Within the limits that my two excellent friends put on their work, to my [other] friends they still go too far. That in order to make the fragments left by Proudhon intelligible, as they say, they supply some notes intended to clarify the text, no one contradicts; but that they make Proudhon speak as if they had in them the very mind and soul of the master, that is what everyone is permitted to find detestable.
MM. Duchêne et Langlois conclude their letterwith a sentence that proves they are determined to continue, despite the good advice that comes to them from all sides. Weare sorry for them, for their obstinacy (the word is not too hard) theywill certainly attract indiscreet questions. Already it is said in public that neither they nor anyone else received the mandate from Proudhon to publish his posthumous works, that Proudhon had limited himself to designating six persons charged with overseeing the republication of his Complete Works, and that he had not given a mandate to anyone to revise his unfinished manuscripts. One adds that not only do Langlois and Duchêne act without title, but that the true Proudhonians, — to borrow their expression, — deplore the way they have treated the unpublished works of their leaders, and have let them know. Some go even further: it is said that the publisher, the honorable Mr. Lacroix, is, on this point, of the opinion of the friends of the famous publicist.

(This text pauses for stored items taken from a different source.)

PR #3500, opened 2019-06-13
Two small cleanups

ChrisJefferson:
* Use `cat` instead of `rev` in a test, as `rev` sometimes crashes (due to a bug in some versions of `rev`).

* Remove two members of GAPInfo which have never been used since their introduction


ChrisJefferson:
Sorry, made an edit, but now (hopefully) figured out why this test keeps failing (I managed to reproduce the failure in a VM, it is documented behaviour)

PR #3504, opened 2019-06-16
buildsys: teach package boostrap to use curl if available

### LINKED ISSUE #1866: Teach "make bootstrap" to use `curl` if `wget` is not available
On macOS, `curl` is available but `wget` is not.

fingolfin:
This allows people to do a package bootstrap on macOS without installing wget,
as curl is installed there by default but wget is not.

Resolves #1866


sebasguts:
looks good to me :)

PR #3505, opened 2019-06-17
Switch COPYING to use T_DATOBJ, as PLISTs should not contain arbitary values

ChrisJefferson:
Semigroups and digraphs (for example https://github.com/gap-packages/Semigroups/issues/542 ) have seen occasional warning when doing SaveWorkspace.

I have tracked this down to COPYING, which makes a PLIST with an arbitrary value as the first thing in the PLIST. This isn't legal, PLISTs should only contain valid GAP Objs.

This PR switches from using PLISTS to DATOBJs.

I don't think this could ever have caused an error, and is fairly hard to trigger, as these objects are usually GCed after copying finishes.

## Text for release notes 

* Fix occasional warning about bad bags when saving a workspace.

### DIFF
--- a/src/objects.c
+++ b/src/objects.c
@@ -425,13 +425,14 @@ void PrepareCopy(Obj obj, Obj copy)
     // between original and copy (e.g. for objects, they point to the type;
     // if making an immutable copy of a mutable object, the types will
     // differ).
+    // Store in a DATOBJ, as CONST_ADDR_OBJ(obj)[0] could be anything,
+    // including an arbitary C integer.
     // Likewise, the TNUM of the copy and the original can and will differ;
     // e.g. for a weak pointer list, the copy can be a plist.
-    Obj tmp = NEW_PLIST(T_PLIST, 3);
-    SET_LEN_PLIST(tmp, 3);
-    SET_ELM_PLIST(tmp, 1, CONST_ADDR_OBJ(obj)[0]);
-    SET_ELM_PLIST(tmp, 2, copy);
-    SET_ELM_PLIST(tmp, 3, INTOBJ_INT(TNUM_OBJ(obj)));
+    Obj tmp = NewBag(T_DATOBJ, 4 * sizeof(Obj *));
+    ADDR_OBJ(tmp)[1] = CONST_ADDR_OBJ(obj)[0];
+    ADDR_OBJ(tmp)[2] = copy;
+    ADDR_OBJ(tmp)[3] = INTOBJ_INT(TNUM_OBJ(obj));
 
     // insert the forwarding pointer
     GAP_ASSERT(SIZE_OBJ(obj) >= sizeof(Obj));
@@ -460,7 +461,7 @@ Obj COPY_OBJ(Obj obj, Int mut)
         Obj fpl = CONST_ADDR_OBJ(obj)[0];
 
         // return pointer to the copy
-        copy = ELM_PLIST(fpl, 2);
+        copy = ADDR_OBJ(fpl)[2];
     }
     else if (!IS_MUTABLE_OBJ(obj)) {
         copy = obj;
@@ -488,11 +489,11 @@ void CLEAN_OBJ(Obj obj)
     Obj fpl = CONST_ADDR_OBJ(obj)[0];
 
     // remove the forwarding pointer
-    ADDR_OBJ(obj)[0] = ELM_PLIST(fpl, 1);
+    ADDR_OBJ(obj)[0] = ADDR_OBJ(fpl)[1];
     CHANGED_BAG(obj);
 
     // restore the tnum
-    UInt tnum = INT_INTOBJ(ELM_PLIST(fpl, 3));
+    UInt tnum = INT_INTOBJ(ADDR_OBJ(fpl)[3]);
     RetypeBag(obj, tnum);
 
     // invoke type specific cleanup, if any
@@ -509,8 +510,12 @@ static void MarkCopyingSubBags(Obj obj)
     // mark the forwarding pointer
     MarkBag(fpl);
 
+    // Mark stored subobjects
+    MarkBag(ADDR_OBJ(fpl)[1]);
+    MarkBag(ADDR_OBJ(fpl)[2]);
+
     // mark the rest as in the non-copied case
-    UInt tnum = INT_INTOBJ(ELM_PLIST(fpl, 3));
+    UInt tnum = INT_INTOBJ(ADDR_OBJ(fpl)[3]);
     TabMarkFuncBags[tnum](obj);
 }
 


src/objects.c
```diff
@@ -425,13 +425,14 @@ void PrepareCopy(Obj obj, Obj copy)
...
     // Likewise, the TNUM of the copy and the original can and will differ;
     // e.g. for a weak pointer list, the copy can be a plist.
-    Obj tmp = NEW_PLIST(T_PLIST, 3);
-    SET_LEN_PLIST(tmp, 3);
-    SET_ELM_PLIST(tmp, 1, CONST_ADDR_OBJ(obj)[0]);
-    SET_ELM_PLIST(tmp, 2, copy);
-    SET_ELM_PLIST(tmp, 3, INTOBJ_INT(TNUM_OBJ(obj)));
+    Obj tmp = NewBag(T_DATOBJ, 4 * sizeof(Obj *));
+    ADDR_OBJ(tmp)[1] = CONST_ADDR_OBJ(obj)[0];
+    ADDR_OBJ(tmp)[2] = copy;
```
fingolfin: But this is the only reference to `copy` and GASMAN cannot see it here. So unless I miss something, this makes it worse...

src/objects.c
```diff
@@ -425,13 +425,14 @@ void PrepareCopy(Obj obj, Obj copy)
     // between original and copy (e.g. for objects, they point to the type;
     // if making an immutable copy of a mutable object, the types will
     // differ).
+    // Store in a DATOBJ, as CONST_ADDR_OBJ(obj)[0] could be anything,
+    // including an arbitary C integer.
     // Likewise, the TNUM of the copy and the original can and will differ;
     // e.g. for a weak pointer list, the copy can be a plist.
-    Obj tmp = NEW_PLIST(T_PLIST, 3);
-    SET_LEN_PLIST(tmp, 3);
-    SET_ELM_PLIST(tmp, 1, CONST_ADDR_OBJ(obj)[0]);
```
fingolfin: For which kind of object is this not a valid object reference?

ChrisJefferson: It's hard to tell exactly what object, as I'm just seeing the objects later. I think it's C_STRINGs

src/objects.c
ChrisJefferson: I actually have a different way of handling this, which might be better / safer.

ChrisJefferson: So the problem isn't GASMAN, the problem is SaveWorkspace, which walks along the plist and expects to find a valid GAP Obj at every location. GASMAN is actually happy with getting random pointers (as it has to be, as they might be found on the stack).

ChrisJefferson:
I'm thinking this is might not be a good idea, because now if we someone ended up doing SaveWorkspace with a partial COPY operation complete, we wouldn't save the objects I've put in the DATOBJ. Of course, that should never happen, but we shouldn't crash in that case.

ChrisJefferson:
Alternative Suggestion: Clear the PLISTs once copying is finished. This will be slightly slower, and still means we have "bad plists" during copying, but should stop warnings in SaveWorkspace.

src/objects.c
fingolfin: Of course GASMAN is fine with this in the current form in master. But I don't think it is OK with your T_DATOBJ variant, as no subbags / slots other than that at offset 0 are marked.

ChrisJefferson: I added this to MarkCopyingSubbags, which already special-cases the things it copies.

fingolfin: But  how does the work? If the only reference to `copy` is in that `T_DATOBJ`, then on a full GC, we never mark `copy`, and hence never invoke `MarkCopyingSubbags` on it -- or am I missing something?

src/objects.c
fingolfin: OK, indeed, for `T_STRING` the first word is the length of the string as a raw integer. I just went through all calls to `PrepareCopy` to check for each type using it what is going on:
* blist: first slot contains length as an intobj
* posobj, comobj, datobj: first slot contains ref to type object
* plist: first slot contains length as an intobj
* prec: first slot is always 0
* range: first slot contains length as an intobj
* string: first slot contains length as a **raw integer** (!!!)
* weak pointer object: first slot contains length as a **raw integer** (!!!)

So strings and wpobjs are the oddballs. I think for wpobj, it is an absolute nobrainer to switch to storing the length as an INTOBJ. This leaves strings. They also used to store the length as an intobj, but at some point this was changed (IIRC by Frank) to allow larger strings. This is only relevant on 32bit systems, though. Hence, at least on 64bit systems, we could change this to an intobj, too.

I'd thus suggest this fix: Leave this code here as it is. Change wpobj to use an intobj length. Change strings also to store the integer as an object, but with a special case for 32bit systems, where instead of `INTOBJ_INT` and `INT_INTOBJ`, we use the more general `ObjInt_UInt` resp. `UInt_ObjInt`.

wilfwilson:
From my point of view, I don't mind what the fix is, but just to make the motivation for this issue clear:

It would be great if this kind of thing:
```
########> Diff in save-workspace.tst:155
# Input is:
SaveWorkspace(Concatenation(SEMIGROUPS.PackageDir, "/tst/workspaces/test-output.w"));
# Expected output:
true
# But found:
#W bad bag id -1632527300 found, 0 saved
true
########
Semigroups package: workspaces/save-workspace.tst
msecs: 1220
false
```
didn't happen any more, and randomly make Travis jobs fail (note that it happens most often in 32-bit jobs). In particular, saving a workspace shouldn't involve reading raw integers from objects that haven't been garbage collected for whatever reason.

src/objects.c
ChrisJefferson: I don't think Frank changed them to be raw integers, I think he added the fact we stored the length at all, instead of assuming strings are always the same size as the bag they are contained in.

ChrisJefferson: I don't like the idea of using ObjInt_Uint, as that means that setting the length of a string could cause a GC, so we'd have to check everywhere in both the kernel, and packages, to make sure no-one is keeping a C pointer (which is a common thing to do when playing with strings) in such cases.

If we just switched to using INTOBJ_INT (and checked the maximum size of strings) that would limit us to 256MB strings on a 32-bit OS, which doesn't sound like an unreasonable requirement, but is possible to hit.

fingolfin: Here is an alternate suggestion: just add another argument to `PrepareCopy`, a boolean indicating whether slot 0 contains raw data or an object reference. Store that boolean in the plist, too; and then, depending on its value, store slots 0 in the plist either verbatim, as we do now (if the boolean indicates it is an object ref), or else using `ObjInt_UInt` (if the boolean indicates it is raw data).

ChrisJefferson: Thanks for the suggestions.

I'm actually going to go and do some investigations. I've been poking both strings and blists, and it turns out neither of them work properly if you actually get larger than a value that fits in an INTOBJ, for example if you can make a blist and string of size >= 2^28, then `l[2^28]` doesn't work, and I can easily get GAP to crash by asking various questions about these 2^28 length blists and strings.

ChrisJefferson: To be concrete, I think your original idea is best - - make the lengths intobjs, as larger values are currently borken and that is the easier and more stable fix, in my mind.

ChrisJefferson: To be concrete, I think your original idea is best - - make the lengths intobjs and add error checking for lengths, as larger values are currently borken anyway.

ChrisJefferson:
This problem is being fixed in a different way, but I'm keeping it here as I want to make sure I address all the comments raised.

fingolfin:
@ChrisJefferson can this be closed now?

ChrisJefferson:
Yep, I checked (by saving workspace after disabling GC) and we no long create any bags which SaveWorkspace complains about.

PR #3507, opened 2019-06-18
Skip test involving fork() on windows

### LINKED ISSUE #3506: teststandard/processes/children.tst unusable in 64-bit Windows build
This issue arises when GAP is build under cygwin and cygwin64, and then copied over to a cygwin-free machine to test it there. 

The cygwin-free machine is a Windows10 VM that can use 4 GB RAM. 

The test of the 32-bit build works there just fine. It takes 13-14 hours to run twice `testinstall.g` and twice `teststandard.g`, with `-A` and with default packages loaded. 

However, the test of the 32-bit build stuck in `teststandard/processes/children.tst` forever, and was terminated after 20 hours. 

```
    3594 ms (718 ms GC) and 419MB allocated for pperm.tst
testing: /proc/cygdrive/C/gap-4.10.2-x86_64/tst/teststandard/processes/childre\
n.tst
Build timed out (after 1,200 minutes). Marking the build as aborted.
Build was aborted
[WS-CLEANUP] Deleting project workspace...
[WS-CLEANUP] Deferred wipeout is used...
[WS-CLEANUP] done
Finished: ABORTED
```

I logged in and tried commands from the test interactively, and it works:
```
gap> d := DirectoryCurrent();;
gap> scriptdir := DirectoriesLibrary( "tst/teststandard/processes/" );;
gap> checkpl := Filename(scriptdir, "check.pl");;
gap> check.pl;
Error, Variable: 'check' must have a value
not in any function at *stdin*:6
gap> checkpl;
"/proc/cygdrive/C/gap-4.10.2-x86_64/tst/teststandard/processes/check.pl"
gap> if IsBoundGlobal("IO_RestoreSIGCHLDHandler") then
> ValueGlobal("IO_RestoreSIGCHLDHandler")();
> fi;
gap> runChild := function(ms, ignoresignals)
>    local signal;
>    if ignoresignals then signal := "1"; else signal := "0"; fi;
>    return InputOutputLocalProcess(d, checkpl, [ String(time), signal]);
>  end;;
gap> reps:=1;
1
gap> runChild(1,false);
< input/output stream to check.pl >
gap> runChild(1,true);
< input/output stream to check.pl >
gap> Perform([last,last2],CloseStream);
```

but then trying to call

    children := List([1..20], x -> runChild(Random([1..2000]), Random([false,true])));;

makes computer very slow to response. I started resource monitor and run a new attempt, and it seems like it starts heavy swapping:
 
cygwin64

Shall we have two versions of this test perhaps? A heavy one in `testextra`, which I do not run on Windows, and a lightweight (with just two `runChild` calls as above) in `teststandard` so that we do run this test on Windows to test that at least `InputOutputLocalProcess` works?

fingolfin:
This otherwise is far too slow on 64 bit windows.

Fixes #3506

### DIFF
--- a/tst/teststandard/processes/children.tst
+++ b/tst/teststandard/processes/children.tst
@@ -12,6 +12,7 @@ gap> runChild := function(ms, ignoresignals)
 >    return InputOutputLocalProcess(d, checkpl, [ String(time), signal]);
 >  end;;
 gap> reps:=200;;
+gap> if ARCH_IS_WINDOWS() then reps:=0; fi;  # FIXME: this test is too slow under windows
 gap> if IsHPCGAP then reps:=0; fi;  # FIXME: this test is broken in HPC-GAP
 gap> for i in [1..reps] do
 > children := List([1..20], x -> runChild(Random(1,2000), Random([false,true])));;


alex-konovalov:
Thanks, but this is not enough. As #3506 says, even the first iteration hangs it. You need also to tweak parameters in

    children := List([1..20], x -> runChild(Random([1..2000]), Random([false,true])));;

What worked for me was simple `runChild(1,false)` and `runChild(1,true)`.

fingolfin:
I've decided to simply don't run this part of the test file at all on Windows. It's IMHO just not worth the hassle to try to just launch 1-2 child processes: we already have other tests which do that, so we don't gain anything from it.

alex-konovalov:
Ok! I guess I still can test #3513 where this test is not modified?

fingolfin:
@alex-konovalov does your approval of this PR mean that you tested it on Windows / Cygwin and it resolved the issue there?

alex-konovalov:
No - it's pretty obvious that this test should be excluded from Windows, so my approval is just based on inspecting the diff.

fingolfin:
Argh, I confused the PRs, my bad :-(

alex-konovalov:
Backported to stable-4.10 in 2dbf56e42d6155a2f6da7169d19e0b9f1171e609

If this was so, one need not despair of seeing Mr. Duchêne and Mr. Langlois come to repentance. It is unfortunate that two men of heart and intelligence persist in pursuing a labor which earns them such severe and unanimous cautions. — Alfred Darimon. Presse, November 18, 1865.
[1]The six literary executors listed in The Principle of Art are J. A. Langlois, A. A. Rolland, G. Duchêne, F. G. Bergmann, G. Chaudey and F. Delhasse. Chaudey and Rolland did not sign the notice in The Theory of Property.
[2] From Jean Racine, Athalie; my translation.